### BRIEF
Copy out every entry precisely.

### INFORMATION GIVEN
PR #6340, opened 2026-06-25
✨ ETL cli tool PR - add assignee

antea04:
Added an option to automatically assign a new PR to yourself. 

Currently added it with a new flag `--assign`, so nothing breaks, but this could also be default behaviour. Tested it with this PR and it works :)

/schedule

### DIFF
--- a/apps/pr/cli.py
+++ b/apps/pr/cli.py
@@ -546,16 +546,25 @@ def create_pr(repo, work_branch, base_branch, pr_title, assign: bool = False):
         "body": "",
         "draft": True,
     }
+    assignee: str | None = None
     if assign:
         user_response = requests.get("https://api.github.com/user", headers=headers)
         if user_response.status_code == 200:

### EXERCISE OUTPUT
PR #6340, opened 2026-06-25
✨ ETL cli tool PR - add assignee

antea04:
Added an option to automatically assign a new PR to yourself. 

Currently added it with a new flag `--assign`, so nothing breaks, but this could also be default behaviour. Tested it with this PR and it works :)

/schedule

### DIFF
--- a/apps/pr/cli.py
+++ b/apps/pr/cli.py
@@ -546,16 +546,25 @@ def create_pr(repo, work_branch, base_branch, pr_title, assign: bool = False):
         "body": "",
         "draft": True,
     }
+    assignee: str | None = None
     if assign:
         user_response = requests.get("https://api.github.com/user", headers=headers)
         if user_response.status_code == 200:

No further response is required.